Source information below:
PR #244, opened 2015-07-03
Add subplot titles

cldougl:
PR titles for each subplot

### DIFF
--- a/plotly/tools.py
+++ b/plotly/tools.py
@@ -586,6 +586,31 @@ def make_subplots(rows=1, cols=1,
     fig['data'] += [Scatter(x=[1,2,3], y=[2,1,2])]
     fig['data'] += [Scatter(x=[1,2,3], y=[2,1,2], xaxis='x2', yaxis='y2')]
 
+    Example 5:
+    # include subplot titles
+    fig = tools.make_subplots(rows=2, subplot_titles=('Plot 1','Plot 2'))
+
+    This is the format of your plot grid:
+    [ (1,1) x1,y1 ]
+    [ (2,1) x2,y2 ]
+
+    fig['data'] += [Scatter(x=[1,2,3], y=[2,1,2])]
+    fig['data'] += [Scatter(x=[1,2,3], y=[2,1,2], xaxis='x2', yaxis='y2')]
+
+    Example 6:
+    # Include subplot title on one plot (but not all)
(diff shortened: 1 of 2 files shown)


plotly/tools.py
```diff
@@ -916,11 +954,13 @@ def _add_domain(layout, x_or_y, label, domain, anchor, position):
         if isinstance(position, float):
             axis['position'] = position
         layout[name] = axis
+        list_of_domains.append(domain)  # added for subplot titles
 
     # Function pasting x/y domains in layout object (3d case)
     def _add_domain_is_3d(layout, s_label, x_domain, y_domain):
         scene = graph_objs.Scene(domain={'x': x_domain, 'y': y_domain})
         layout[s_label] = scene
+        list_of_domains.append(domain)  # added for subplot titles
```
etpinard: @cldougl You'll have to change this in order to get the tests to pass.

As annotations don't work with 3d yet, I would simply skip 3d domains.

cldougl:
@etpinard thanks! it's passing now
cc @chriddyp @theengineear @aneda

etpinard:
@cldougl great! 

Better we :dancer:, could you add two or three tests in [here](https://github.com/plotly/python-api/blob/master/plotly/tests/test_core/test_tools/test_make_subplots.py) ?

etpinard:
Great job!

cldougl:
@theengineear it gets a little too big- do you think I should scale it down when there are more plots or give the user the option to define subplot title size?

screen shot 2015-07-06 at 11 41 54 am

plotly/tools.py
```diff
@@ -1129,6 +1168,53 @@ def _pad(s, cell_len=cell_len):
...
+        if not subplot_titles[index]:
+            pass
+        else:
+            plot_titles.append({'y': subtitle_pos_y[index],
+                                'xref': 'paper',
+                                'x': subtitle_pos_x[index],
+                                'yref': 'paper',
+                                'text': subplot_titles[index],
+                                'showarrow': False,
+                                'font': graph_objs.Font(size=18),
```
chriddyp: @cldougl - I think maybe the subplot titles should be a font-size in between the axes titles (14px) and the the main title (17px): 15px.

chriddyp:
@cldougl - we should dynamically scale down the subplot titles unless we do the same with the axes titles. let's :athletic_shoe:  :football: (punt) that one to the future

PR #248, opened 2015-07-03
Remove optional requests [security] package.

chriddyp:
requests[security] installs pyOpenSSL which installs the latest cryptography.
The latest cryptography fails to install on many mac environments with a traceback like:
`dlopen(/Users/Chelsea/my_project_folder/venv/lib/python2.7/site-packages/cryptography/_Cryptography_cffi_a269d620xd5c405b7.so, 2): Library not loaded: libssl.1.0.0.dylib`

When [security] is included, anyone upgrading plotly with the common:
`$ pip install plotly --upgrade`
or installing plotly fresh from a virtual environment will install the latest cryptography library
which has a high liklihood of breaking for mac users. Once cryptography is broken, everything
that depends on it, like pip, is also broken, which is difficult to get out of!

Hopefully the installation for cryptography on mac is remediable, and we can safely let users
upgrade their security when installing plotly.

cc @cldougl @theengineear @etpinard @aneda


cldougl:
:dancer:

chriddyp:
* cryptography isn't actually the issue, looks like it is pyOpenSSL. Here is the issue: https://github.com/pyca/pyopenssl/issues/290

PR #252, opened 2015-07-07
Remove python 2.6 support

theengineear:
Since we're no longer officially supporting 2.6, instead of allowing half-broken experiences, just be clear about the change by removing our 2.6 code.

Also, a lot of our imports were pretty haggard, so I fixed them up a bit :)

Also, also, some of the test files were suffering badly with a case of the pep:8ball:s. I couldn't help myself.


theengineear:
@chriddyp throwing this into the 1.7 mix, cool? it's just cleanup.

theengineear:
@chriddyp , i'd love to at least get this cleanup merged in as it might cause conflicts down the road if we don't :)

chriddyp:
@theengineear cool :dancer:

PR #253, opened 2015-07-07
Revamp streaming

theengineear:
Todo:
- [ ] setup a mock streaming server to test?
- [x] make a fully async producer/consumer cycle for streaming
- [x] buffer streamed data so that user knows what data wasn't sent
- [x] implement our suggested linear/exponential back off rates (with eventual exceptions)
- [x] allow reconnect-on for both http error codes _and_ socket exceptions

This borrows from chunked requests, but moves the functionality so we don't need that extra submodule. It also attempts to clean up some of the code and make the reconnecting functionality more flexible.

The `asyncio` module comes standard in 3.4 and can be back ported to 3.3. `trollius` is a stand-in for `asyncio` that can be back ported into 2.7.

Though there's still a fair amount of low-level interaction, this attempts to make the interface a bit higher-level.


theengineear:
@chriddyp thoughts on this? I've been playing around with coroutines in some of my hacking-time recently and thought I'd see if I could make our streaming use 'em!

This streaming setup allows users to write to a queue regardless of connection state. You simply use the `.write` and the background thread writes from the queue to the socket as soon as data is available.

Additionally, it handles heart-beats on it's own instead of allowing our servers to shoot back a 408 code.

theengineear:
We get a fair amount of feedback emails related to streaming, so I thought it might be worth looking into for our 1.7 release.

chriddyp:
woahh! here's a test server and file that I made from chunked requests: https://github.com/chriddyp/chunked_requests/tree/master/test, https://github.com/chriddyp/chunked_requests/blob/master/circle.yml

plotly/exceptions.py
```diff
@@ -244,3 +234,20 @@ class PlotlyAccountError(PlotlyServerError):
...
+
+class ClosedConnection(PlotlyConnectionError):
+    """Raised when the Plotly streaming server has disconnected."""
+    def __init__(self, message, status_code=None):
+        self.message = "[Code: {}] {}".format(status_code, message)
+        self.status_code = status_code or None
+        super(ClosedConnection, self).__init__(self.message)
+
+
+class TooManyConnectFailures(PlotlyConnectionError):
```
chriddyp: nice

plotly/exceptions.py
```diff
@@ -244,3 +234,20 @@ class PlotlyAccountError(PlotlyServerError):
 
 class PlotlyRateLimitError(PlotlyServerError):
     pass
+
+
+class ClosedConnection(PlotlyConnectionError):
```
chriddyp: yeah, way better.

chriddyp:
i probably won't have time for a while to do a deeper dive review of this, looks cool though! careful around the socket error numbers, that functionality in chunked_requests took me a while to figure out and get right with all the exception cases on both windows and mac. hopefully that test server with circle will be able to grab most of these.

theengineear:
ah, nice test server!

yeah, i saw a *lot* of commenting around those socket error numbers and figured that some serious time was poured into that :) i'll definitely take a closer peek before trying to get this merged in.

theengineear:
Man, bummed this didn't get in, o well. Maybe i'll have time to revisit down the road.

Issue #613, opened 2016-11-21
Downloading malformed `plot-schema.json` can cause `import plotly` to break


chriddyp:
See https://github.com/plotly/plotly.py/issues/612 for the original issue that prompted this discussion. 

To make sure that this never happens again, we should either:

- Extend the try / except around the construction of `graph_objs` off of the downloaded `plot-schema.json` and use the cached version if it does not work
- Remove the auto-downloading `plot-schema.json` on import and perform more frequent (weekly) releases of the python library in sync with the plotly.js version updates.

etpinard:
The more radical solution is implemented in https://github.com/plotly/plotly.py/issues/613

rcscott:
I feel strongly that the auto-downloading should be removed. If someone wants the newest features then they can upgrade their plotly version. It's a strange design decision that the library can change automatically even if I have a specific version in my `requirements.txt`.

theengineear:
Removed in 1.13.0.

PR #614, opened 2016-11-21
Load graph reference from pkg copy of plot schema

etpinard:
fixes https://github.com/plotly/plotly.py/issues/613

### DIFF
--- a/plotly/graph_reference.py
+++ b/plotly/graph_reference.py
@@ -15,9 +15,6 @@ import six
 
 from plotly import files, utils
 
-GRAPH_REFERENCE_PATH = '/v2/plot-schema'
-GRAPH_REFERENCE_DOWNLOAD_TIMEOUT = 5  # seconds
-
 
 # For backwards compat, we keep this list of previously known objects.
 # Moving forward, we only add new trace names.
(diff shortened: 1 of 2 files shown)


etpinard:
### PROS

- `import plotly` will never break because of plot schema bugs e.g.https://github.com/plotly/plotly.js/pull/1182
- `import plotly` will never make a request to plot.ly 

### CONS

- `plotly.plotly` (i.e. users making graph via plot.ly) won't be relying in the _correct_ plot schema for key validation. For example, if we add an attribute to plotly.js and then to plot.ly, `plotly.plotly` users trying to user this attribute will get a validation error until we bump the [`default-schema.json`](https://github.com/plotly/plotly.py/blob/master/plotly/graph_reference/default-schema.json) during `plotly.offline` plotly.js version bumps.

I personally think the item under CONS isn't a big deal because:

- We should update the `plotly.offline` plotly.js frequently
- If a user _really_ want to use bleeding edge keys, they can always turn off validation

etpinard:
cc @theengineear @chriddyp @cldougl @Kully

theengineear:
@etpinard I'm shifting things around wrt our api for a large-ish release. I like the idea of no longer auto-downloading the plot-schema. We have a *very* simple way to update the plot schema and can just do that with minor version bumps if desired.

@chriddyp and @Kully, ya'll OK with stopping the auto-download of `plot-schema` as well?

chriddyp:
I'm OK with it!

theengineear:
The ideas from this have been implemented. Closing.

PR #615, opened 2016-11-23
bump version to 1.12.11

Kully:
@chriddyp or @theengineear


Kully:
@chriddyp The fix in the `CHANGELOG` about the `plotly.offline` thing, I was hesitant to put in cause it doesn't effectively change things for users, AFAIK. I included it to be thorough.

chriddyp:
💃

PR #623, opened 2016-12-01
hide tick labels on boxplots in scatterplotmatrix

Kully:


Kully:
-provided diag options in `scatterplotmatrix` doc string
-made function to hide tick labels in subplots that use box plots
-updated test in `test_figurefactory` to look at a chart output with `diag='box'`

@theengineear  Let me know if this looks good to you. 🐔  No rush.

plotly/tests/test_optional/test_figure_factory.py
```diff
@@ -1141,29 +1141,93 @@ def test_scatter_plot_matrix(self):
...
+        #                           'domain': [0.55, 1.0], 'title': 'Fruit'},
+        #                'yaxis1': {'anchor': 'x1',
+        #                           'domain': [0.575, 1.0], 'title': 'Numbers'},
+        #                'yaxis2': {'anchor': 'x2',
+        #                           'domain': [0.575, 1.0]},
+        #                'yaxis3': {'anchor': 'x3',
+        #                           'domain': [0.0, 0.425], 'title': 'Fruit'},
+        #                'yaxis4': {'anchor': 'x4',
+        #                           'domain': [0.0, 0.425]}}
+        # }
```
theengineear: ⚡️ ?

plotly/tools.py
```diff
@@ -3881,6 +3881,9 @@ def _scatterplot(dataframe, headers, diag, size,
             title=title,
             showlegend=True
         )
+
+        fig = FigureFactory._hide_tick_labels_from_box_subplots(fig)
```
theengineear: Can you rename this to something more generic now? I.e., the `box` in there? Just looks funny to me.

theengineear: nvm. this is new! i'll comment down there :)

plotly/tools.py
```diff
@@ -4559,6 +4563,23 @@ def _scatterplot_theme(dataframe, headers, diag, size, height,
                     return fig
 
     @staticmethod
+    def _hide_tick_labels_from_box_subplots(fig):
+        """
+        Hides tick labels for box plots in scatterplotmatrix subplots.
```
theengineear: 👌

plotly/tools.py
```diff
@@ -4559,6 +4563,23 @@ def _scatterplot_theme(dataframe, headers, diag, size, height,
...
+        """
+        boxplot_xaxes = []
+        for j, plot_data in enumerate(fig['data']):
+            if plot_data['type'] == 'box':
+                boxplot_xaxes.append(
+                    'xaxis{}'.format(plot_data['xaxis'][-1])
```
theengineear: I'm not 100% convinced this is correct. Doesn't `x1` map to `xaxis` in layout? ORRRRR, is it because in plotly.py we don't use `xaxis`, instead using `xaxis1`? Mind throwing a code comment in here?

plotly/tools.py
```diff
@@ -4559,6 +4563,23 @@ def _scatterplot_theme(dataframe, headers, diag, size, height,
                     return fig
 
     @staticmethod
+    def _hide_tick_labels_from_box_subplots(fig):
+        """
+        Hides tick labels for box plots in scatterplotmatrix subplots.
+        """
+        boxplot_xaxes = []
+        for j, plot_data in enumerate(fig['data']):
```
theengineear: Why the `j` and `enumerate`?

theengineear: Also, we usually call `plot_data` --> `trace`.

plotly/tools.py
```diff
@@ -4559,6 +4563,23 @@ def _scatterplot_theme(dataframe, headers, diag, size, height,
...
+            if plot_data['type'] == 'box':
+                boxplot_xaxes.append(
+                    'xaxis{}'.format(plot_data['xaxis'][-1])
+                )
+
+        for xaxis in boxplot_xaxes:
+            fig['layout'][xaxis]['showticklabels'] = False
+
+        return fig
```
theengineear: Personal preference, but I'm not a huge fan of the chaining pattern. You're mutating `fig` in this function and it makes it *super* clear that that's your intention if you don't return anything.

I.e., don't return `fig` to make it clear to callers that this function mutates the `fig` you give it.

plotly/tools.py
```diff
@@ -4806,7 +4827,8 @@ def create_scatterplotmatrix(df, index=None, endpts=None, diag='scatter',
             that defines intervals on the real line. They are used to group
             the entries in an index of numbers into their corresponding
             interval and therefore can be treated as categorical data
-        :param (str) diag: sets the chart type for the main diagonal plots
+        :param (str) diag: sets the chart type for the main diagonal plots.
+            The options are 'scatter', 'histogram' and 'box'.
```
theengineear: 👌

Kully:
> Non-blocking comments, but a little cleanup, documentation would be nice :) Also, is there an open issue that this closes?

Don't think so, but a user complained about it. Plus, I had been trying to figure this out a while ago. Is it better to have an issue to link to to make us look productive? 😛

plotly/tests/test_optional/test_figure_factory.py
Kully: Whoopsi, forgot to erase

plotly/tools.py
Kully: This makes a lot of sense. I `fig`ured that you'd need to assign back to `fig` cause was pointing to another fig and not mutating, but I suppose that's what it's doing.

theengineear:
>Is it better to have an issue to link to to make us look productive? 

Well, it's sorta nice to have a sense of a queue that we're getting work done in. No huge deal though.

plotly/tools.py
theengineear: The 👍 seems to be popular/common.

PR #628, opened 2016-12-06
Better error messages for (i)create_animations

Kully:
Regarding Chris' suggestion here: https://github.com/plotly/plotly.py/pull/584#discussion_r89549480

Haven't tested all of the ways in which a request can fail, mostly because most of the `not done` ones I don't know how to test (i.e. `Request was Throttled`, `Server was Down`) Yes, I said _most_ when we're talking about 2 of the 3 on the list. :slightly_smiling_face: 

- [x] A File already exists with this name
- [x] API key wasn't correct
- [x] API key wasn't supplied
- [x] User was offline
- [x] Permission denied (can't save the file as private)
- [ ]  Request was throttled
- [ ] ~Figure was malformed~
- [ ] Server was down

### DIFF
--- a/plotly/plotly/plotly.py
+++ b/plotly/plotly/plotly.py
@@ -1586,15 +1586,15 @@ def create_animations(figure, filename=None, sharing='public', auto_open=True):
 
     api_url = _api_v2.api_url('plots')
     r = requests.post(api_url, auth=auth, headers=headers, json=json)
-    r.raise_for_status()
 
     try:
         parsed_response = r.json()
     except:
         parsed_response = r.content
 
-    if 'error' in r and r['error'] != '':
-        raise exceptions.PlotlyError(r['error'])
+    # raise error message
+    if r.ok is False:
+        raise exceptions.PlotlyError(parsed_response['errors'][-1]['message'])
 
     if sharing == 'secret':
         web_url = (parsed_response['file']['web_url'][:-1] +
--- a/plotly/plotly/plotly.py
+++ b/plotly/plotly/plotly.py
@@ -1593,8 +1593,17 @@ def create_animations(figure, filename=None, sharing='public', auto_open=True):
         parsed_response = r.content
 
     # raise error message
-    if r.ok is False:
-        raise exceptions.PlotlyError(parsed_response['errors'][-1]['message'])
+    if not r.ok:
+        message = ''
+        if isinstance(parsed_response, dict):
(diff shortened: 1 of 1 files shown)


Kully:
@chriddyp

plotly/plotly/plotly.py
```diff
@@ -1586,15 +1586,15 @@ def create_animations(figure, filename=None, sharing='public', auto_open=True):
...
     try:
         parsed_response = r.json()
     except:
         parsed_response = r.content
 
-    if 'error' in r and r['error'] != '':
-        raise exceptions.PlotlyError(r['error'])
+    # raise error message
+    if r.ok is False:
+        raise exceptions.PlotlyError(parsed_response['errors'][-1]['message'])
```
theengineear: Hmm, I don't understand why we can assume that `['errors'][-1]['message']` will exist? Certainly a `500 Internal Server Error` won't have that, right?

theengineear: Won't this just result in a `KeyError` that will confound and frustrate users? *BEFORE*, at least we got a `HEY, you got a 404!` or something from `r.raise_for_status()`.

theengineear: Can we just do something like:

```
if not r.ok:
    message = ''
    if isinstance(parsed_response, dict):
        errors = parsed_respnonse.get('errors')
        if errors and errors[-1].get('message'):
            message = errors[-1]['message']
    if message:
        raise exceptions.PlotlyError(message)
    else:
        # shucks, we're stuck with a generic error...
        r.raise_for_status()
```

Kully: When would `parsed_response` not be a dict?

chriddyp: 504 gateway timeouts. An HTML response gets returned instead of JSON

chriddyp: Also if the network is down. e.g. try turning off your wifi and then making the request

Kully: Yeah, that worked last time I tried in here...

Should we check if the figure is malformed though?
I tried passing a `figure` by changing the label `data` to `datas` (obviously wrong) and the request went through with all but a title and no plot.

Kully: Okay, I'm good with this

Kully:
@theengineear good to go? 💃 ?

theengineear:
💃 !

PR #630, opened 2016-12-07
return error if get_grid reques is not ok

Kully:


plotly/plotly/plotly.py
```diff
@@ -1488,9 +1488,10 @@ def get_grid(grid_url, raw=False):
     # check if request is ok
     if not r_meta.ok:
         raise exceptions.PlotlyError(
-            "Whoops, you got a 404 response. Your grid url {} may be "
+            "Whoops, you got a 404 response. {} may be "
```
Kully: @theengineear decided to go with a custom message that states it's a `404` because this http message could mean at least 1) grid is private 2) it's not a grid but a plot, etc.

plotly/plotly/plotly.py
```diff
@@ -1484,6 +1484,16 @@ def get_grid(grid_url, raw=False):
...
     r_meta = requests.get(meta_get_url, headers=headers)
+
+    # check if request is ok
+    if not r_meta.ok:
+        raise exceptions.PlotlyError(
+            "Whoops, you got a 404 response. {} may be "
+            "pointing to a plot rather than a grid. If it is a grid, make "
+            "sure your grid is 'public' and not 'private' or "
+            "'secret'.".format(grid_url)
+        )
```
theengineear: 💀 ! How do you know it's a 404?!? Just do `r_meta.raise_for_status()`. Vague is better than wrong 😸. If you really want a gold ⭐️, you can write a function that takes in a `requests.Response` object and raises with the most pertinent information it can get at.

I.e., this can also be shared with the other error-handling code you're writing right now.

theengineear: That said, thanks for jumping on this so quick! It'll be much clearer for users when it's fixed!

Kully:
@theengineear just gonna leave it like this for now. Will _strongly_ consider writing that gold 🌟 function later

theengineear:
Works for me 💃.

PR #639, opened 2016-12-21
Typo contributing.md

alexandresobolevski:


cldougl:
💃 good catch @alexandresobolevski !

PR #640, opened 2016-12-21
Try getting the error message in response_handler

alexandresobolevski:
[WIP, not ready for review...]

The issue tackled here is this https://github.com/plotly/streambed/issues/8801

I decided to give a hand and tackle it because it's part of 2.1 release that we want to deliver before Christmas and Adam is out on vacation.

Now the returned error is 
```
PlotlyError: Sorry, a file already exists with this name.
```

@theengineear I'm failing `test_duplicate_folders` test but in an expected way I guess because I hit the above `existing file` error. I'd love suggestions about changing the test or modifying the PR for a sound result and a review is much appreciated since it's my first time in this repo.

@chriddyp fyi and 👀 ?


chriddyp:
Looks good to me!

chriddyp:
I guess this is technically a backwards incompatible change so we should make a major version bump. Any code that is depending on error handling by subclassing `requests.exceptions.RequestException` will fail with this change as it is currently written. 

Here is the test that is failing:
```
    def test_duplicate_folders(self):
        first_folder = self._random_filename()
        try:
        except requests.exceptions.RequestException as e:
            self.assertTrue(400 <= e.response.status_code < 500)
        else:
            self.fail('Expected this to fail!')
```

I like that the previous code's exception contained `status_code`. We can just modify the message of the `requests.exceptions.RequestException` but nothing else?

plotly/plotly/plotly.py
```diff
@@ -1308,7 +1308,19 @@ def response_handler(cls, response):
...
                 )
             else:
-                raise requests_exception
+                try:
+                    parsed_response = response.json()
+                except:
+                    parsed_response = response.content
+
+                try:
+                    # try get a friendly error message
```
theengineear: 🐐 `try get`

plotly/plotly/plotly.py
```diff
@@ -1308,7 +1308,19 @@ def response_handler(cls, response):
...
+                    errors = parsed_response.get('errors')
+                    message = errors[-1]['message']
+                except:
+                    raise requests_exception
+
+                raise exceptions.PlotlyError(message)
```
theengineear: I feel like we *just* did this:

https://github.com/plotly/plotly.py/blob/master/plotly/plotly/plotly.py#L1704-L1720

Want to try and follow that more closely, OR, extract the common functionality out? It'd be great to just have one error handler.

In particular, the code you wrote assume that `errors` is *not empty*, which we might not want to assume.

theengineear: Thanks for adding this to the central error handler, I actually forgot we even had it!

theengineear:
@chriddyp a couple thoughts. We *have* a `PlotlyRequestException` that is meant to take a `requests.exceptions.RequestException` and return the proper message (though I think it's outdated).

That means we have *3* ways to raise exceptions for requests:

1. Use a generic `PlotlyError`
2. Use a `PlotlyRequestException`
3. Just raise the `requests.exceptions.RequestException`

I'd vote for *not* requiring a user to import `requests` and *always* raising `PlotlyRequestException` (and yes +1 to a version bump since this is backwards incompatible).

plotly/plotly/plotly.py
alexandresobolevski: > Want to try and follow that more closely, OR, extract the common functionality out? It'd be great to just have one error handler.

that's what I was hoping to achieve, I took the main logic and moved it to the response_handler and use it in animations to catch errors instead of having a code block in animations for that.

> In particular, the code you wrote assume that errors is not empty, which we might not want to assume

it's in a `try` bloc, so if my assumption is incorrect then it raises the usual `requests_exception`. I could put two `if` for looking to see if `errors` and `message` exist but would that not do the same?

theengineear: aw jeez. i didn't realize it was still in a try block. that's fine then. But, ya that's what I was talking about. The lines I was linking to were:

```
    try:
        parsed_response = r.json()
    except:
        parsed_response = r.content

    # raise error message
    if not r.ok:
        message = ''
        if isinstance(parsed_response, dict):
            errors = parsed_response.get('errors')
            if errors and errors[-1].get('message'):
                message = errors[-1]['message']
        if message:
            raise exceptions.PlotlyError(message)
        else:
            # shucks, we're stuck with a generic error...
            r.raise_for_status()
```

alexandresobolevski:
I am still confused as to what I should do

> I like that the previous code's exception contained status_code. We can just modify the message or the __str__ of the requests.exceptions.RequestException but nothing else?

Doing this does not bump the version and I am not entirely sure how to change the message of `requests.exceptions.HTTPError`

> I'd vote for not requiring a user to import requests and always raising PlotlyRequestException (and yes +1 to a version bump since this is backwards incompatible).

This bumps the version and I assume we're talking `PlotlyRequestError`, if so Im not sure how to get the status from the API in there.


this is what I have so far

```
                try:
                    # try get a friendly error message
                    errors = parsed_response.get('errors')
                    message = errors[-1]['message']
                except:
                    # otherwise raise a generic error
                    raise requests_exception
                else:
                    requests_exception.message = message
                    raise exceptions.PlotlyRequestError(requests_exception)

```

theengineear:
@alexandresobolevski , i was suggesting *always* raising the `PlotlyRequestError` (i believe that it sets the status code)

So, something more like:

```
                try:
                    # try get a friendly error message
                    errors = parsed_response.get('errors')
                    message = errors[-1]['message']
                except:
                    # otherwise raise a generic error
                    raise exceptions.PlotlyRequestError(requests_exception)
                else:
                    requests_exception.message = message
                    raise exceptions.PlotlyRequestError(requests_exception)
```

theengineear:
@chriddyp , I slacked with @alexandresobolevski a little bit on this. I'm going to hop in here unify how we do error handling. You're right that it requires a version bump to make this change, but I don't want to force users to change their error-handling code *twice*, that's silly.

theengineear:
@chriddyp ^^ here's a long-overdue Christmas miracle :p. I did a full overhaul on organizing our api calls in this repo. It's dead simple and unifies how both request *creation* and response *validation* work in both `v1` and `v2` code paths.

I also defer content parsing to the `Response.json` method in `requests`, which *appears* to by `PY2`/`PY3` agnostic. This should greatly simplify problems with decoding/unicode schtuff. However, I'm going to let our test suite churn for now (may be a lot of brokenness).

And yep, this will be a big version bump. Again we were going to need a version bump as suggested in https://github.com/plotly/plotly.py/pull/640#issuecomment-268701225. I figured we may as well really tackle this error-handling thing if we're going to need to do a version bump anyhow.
End of Source information.
Task to carry out |
In the data above, find the line with "that's what I was hoping" and the line with "empty, which we might not want to assume". Retype both, plus every line between them, exactly.

Answer box |
that's what I was hoping to achieve, I took the main logic and moved it to the response_handler and use it in animations to catch errors instead of having a code block in animations for that.

> In particular, the code you wrote assume that errors is not empty, which we might not want to assume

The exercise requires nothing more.